**Problem to work on:**
Go through the records and copy each line where the word "issueidorkey" occurs.

**Records from a data collection:**
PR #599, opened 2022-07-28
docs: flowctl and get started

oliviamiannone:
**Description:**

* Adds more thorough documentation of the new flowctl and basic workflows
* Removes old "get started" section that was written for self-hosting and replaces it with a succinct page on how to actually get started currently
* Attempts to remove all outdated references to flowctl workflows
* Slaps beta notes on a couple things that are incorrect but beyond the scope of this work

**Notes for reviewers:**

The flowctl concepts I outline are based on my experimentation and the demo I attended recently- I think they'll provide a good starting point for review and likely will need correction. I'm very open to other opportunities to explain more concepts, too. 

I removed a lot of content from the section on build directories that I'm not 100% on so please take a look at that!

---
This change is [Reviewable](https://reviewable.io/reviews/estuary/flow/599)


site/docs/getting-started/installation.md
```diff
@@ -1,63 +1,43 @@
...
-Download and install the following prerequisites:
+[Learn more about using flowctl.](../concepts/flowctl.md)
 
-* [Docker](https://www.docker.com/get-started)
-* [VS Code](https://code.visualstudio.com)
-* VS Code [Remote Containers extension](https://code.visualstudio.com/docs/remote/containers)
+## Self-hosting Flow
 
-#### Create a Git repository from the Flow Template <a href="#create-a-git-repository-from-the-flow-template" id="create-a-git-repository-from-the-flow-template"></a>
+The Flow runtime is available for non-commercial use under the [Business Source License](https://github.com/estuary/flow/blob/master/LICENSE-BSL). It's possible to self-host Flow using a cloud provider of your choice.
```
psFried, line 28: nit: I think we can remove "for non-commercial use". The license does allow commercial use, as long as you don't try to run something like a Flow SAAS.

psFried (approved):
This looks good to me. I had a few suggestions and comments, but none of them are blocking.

--

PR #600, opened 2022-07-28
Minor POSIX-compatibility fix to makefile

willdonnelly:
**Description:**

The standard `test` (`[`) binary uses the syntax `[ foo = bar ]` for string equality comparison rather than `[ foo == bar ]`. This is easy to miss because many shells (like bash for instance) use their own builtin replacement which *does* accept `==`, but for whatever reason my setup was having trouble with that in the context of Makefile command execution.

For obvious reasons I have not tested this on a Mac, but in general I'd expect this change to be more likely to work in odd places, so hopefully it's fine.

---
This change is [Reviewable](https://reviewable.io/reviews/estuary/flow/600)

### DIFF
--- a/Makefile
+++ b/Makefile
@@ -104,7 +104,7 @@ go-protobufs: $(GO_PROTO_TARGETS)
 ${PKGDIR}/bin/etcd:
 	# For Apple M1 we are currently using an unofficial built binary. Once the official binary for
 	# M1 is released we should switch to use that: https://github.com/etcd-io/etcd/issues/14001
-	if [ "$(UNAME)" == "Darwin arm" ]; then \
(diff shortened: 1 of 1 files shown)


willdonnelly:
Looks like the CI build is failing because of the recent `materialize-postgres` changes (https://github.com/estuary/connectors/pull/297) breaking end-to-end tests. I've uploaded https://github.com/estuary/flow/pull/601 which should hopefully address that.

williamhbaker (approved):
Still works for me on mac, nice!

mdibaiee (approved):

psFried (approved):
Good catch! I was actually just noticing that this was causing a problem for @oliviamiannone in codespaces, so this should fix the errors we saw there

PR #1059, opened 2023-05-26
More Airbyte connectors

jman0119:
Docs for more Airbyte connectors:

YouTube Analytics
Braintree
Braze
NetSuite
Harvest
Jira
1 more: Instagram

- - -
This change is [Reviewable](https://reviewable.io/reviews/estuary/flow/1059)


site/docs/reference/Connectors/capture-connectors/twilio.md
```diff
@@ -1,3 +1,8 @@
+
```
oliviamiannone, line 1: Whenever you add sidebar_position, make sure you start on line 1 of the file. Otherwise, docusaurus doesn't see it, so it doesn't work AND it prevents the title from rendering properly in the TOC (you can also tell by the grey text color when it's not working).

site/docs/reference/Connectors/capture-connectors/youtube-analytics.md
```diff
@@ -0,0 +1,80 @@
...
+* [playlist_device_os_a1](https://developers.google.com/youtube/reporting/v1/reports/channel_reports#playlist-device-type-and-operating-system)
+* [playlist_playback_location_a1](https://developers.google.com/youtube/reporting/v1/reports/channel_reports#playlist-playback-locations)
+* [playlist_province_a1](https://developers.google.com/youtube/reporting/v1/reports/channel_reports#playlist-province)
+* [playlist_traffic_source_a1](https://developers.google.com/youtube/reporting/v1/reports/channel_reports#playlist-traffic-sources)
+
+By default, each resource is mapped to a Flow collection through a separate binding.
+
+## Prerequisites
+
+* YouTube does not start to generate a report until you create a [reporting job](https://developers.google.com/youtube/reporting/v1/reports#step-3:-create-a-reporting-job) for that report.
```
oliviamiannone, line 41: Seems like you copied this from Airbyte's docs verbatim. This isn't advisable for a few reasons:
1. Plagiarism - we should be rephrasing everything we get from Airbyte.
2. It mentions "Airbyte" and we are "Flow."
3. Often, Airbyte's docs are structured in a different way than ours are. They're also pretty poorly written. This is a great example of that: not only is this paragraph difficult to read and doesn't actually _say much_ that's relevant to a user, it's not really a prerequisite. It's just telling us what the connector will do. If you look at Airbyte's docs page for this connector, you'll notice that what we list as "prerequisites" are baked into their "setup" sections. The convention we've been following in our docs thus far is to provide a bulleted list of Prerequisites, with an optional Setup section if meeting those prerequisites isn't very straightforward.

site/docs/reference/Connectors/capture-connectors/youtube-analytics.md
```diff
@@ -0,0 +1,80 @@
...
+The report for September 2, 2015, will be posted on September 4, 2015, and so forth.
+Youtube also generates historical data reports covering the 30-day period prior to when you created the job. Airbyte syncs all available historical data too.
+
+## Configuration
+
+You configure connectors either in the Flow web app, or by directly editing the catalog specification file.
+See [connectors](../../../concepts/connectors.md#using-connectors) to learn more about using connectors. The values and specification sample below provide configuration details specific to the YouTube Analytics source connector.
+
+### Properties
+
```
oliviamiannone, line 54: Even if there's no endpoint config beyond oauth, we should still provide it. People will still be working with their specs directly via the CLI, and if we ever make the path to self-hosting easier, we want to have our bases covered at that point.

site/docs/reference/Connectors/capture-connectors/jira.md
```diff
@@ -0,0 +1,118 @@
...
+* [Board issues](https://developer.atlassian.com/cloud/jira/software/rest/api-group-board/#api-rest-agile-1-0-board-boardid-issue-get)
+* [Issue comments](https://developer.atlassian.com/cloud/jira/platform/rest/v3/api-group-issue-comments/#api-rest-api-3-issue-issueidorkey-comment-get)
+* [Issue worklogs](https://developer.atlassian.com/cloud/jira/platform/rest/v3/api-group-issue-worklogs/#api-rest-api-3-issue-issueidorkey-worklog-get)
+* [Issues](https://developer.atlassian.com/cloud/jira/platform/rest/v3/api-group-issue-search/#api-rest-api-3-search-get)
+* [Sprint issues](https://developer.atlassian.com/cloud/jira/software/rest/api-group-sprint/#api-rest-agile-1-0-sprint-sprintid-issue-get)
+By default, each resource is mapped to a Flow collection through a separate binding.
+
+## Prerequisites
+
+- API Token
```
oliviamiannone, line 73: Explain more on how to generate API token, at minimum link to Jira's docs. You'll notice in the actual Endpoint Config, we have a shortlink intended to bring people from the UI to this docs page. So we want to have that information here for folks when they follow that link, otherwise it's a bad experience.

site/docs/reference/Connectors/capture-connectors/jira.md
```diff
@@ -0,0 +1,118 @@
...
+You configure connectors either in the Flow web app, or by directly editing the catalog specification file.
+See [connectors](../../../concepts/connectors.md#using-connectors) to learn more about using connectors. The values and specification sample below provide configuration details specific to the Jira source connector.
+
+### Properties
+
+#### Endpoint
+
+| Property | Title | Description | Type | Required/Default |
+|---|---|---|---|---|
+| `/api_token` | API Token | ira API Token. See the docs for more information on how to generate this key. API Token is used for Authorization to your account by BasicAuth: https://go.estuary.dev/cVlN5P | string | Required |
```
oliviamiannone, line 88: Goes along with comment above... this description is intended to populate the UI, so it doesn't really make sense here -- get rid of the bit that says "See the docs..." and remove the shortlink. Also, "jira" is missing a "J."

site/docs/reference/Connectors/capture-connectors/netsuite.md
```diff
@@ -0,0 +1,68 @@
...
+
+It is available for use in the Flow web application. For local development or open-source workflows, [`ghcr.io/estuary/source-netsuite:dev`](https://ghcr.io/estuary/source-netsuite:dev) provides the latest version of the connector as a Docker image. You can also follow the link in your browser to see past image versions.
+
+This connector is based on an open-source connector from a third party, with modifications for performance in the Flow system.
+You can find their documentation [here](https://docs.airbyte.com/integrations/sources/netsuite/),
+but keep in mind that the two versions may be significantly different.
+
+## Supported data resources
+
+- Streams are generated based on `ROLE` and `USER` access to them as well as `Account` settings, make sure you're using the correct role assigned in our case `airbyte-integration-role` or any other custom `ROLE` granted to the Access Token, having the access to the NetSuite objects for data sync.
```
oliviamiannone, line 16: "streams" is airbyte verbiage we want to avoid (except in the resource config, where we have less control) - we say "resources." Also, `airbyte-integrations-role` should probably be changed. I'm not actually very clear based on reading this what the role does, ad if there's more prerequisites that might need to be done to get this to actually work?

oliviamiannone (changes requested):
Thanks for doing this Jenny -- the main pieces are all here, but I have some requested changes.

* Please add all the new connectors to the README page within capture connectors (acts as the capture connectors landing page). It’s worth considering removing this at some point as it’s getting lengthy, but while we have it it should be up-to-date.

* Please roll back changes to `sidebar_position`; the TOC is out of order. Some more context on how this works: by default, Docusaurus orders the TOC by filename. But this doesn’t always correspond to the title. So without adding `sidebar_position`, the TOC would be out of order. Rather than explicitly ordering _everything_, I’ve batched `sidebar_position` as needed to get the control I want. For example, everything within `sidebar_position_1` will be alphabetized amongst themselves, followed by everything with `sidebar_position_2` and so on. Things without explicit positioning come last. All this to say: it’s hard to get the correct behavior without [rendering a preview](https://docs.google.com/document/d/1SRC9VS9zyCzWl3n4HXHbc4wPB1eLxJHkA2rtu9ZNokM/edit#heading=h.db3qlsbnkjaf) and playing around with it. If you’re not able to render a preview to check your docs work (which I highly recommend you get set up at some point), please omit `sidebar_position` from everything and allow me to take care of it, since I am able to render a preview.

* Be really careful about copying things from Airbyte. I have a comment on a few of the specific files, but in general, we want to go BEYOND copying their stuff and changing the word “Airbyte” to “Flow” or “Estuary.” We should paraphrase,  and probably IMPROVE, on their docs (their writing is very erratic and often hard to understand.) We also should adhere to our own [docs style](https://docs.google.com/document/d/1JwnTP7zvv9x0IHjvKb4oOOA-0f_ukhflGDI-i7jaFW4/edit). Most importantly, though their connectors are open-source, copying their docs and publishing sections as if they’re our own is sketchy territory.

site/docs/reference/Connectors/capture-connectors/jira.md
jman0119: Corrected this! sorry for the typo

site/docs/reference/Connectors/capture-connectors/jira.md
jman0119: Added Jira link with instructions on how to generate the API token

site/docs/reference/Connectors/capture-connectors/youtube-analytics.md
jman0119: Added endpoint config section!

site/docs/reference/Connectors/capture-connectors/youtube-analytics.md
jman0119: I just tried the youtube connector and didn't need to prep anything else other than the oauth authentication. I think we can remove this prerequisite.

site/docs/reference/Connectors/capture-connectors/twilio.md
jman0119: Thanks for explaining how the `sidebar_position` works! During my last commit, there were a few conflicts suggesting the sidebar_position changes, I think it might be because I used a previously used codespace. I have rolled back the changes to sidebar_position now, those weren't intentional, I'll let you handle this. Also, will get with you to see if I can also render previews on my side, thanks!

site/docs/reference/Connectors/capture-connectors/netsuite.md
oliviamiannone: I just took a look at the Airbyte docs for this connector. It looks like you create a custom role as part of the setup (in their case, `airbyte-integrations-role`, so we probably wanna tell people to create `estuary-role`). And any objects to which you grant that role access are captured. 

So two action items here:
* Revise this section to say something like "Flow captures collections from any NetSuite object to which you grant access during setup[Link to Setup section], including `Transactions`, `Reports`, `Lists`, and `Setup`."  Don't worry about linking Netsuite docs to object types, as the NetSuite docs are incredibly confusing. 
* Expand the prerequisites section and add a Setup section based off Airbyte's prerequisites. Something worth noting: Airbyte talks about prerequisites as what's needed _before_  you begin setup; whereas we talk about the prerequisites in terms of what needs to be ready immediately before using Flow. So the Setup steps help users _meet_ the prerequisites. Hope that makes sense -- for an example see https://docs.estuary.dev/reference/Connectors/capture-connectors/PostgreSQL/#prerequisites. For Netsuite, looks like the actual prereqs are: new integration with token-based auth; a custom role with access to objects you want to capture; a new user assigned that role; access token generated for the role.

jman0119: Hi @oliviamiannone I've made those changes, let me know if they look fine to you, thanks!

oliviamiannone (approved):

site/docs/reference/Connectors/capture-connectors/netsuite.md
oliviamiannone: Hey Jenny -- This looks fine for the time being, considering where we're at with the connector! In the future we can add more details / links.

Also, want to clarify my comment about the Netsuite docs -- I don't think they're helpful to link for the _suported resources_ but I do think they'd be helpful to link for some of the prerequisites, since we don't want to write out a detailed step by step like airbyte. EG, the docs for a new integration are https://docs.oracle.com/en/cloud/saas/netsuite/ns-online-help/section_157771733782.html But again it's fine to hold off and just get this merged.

...

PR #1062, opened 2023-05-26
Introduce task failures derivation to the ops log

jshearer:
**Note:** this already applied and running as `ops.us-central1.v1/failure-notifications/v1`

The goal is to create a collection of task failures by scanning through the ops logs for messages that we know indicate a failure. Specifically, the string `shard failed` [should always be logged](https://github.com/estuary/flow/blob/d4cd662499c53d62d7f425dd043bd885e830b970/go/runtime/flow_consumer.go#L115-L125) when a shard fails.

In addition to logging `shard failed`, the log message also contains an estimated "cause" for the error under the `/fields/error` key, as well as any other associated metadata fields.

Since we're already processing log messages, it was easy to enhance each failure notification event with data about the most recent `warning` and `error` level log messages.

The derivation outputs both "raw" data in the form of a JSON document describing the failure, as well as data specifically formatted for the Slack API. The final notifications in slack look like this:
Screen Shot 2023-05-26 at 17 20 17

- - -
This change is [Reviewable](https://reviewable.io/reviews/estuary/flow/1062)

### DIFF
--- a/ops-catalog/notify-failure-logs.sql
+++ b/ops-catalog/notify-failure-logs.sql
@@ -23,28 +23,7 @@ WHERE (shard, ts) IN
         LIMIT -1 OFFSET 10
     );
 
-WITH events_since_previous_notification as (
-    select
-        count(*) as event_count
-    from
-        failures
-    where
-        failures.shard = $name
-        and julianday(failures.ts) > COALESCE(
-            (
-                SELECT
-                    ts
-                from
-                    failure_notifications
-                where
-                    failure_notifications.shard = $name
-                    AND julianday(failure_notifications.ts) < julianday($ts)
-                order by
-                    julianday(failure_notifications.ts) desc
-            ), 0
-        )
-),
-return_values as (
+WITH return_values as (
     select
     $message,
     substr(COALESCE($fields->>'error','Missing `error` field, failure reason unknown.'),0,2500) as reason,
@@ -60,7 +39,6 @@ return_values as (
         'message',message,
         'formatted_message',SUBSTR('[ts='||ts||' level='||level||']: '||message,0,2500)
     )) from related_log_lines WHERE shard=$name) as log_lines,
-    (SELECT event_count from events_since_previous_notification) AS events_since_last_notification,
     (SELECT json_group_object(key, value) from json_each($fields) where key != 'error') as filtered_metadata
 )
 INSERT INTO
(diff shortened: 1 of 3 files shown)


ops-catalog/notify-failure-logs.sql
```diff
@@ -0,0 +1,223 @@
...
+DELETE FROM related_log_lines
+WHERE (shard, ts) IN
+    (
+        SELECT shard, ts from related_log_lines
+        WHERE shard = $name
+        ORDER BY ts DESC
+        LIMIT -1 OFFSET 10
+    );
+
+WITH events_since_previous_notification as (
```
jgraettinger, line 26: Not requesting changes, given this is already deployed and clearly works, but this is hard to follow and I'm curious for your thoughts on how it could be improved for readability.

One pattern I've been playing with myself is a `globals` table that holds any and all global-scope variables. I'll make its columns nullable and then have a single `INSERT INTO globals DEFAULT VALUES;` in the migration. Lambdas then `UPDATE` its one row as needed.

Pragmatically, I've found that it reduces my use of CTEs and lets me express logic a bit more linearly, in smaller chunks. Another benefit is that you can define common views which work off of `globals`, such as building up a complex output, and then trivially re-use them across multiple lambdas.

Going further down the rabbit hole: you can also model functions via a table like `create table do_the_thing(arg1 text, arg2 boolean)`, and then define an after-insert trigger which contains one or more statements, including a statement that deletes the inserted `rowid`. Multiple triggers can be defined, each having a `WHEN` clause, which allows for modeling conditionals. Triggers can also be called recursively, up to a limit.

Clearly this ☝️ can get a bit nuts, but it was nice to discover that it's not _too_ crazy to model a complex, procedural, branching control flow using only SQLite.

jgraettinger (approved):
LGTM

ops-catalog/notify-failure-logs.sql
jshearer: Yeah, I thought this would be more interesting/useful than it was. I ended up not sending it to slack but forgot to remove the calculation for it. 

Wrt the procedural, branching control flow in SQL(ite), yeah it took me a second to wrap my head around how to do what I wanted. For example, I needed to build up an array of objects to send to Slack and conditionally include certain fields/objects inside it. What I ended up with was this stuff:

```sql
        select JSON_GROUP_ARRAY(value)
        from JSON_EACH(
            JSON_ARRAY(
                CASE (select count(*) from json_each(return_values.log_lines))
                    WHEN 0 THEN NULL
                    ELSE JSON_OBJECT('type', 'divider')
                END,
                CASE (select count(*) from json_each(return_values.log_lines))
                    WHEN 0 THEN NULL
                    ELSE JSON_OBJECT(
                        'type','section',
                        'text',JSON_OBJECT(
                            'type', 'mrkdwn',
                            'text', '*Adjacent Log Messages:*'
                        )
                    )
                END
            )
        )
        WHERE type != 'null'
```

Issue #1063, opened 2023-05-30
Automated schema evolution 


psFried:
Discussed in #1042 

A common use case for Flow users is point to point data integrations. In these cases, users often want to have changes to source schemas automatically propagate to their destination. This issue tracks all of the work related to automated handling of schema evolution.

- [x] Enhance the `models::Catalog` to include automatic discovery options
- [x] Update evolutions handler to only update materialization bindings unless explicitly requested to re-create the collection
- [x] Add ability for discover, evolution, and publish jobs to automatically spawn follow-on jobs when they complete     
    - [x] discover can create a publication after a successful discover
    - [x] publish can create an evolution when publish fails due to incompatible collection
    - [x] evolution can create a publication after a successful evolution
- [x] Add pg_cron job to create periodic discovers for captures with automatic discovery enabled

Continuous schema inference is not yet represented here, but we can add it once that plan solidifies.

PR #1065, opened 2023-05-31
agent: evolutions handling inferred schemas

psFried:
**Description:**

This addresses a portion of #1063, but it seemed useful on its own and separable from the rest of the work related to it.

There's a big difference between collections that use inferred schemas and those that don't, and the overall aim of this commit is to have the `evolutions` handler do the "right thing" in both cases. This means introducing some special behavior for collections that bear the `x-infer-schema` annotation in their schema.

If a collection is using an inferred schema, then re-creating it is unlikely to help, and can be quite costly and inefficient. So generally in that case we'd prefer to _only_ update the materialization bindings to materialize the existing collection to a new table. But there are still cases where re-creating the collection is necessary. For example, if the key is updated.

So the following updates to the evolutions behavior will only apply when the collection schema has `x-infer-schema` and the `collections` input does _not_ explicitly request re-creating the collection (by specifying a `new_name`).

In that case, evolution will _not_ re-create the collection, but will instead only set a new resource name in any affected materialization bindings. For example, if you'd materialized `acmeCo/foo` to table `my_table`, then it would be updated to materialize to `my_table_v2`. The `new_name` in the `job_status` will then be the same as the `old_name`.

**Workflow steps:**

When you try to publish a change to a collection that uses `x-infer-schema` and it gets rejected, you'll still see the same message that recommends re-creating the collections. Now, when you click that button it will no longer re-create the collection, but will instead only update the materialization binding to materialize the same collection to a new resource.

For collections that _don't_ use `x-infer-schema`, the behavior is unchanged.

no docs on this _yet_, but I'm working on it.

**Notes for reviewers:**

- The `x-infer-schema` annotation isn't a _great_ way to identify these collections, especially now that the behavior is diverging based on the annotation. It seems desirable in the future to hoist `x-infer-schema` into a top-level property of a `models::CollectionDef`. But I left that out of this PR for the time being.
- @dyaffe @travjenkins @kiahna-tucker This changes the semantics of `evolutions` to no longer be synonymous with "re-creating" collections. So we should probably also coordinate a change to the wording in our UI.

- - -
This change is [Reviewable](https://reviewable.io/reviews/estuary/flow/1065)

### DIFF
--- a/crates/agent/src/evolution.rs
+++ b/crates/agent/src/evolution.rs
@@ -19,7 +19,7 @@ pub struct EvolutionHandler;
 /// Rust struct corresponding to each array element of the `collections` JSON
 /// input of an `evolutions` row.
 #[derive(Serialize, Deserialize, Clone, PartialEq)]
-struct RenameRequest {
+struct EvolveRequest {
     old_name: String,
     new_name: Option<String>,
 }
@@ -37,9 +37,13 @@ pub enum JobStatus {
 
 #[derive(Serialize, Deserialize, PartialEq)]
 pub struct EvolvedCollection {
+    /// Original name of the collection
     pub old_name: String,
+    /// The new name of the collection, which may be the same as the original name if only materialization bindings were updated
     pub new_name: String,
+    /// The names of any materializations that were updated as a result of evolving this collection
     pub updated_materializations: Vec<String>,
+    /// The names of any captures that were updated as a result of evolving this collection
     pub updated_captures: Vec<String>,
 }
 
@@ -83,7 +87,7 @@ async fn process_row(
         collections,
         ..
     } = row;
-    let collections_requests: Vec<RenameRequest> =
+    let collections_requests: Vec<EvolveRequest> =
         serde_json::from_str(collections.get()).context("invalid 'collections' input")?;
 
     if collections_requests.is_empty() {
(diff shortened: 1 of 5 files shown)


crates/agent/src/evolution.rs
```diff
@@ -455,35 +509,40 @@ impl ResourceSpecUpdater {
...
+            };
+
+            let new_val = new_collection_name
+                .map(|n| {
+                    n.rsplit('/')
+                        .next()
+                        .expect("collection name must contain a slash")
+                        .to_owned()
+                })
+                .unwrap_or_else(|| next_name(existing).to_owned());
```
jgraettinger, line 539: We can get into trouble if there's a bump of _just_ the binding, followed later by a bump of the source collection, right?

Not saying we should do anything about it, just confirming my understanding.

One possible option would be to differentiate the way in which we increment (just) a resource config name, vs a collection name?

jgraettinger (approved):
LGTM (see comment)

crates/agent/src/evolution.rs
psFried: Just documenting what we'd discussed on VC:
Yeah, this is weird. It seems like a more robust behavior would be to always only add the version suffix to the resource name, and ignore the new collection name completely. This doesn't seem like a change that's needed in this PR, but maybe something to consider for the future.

**Result:**
+* [Issue comments](https://developer.atlassian.com/cloud/jira/platform/rest/v3/api-group-issue-comments/#api-rest-api-3-issue-issueidorkey-comment-get)
+* [Issue worklogs](https://developer.atlassian.com/cloud/jira/platform/rest/v3/api-group-issue-worklogs/#api-rest-api-3-issue-issueidorkey-worklog-get)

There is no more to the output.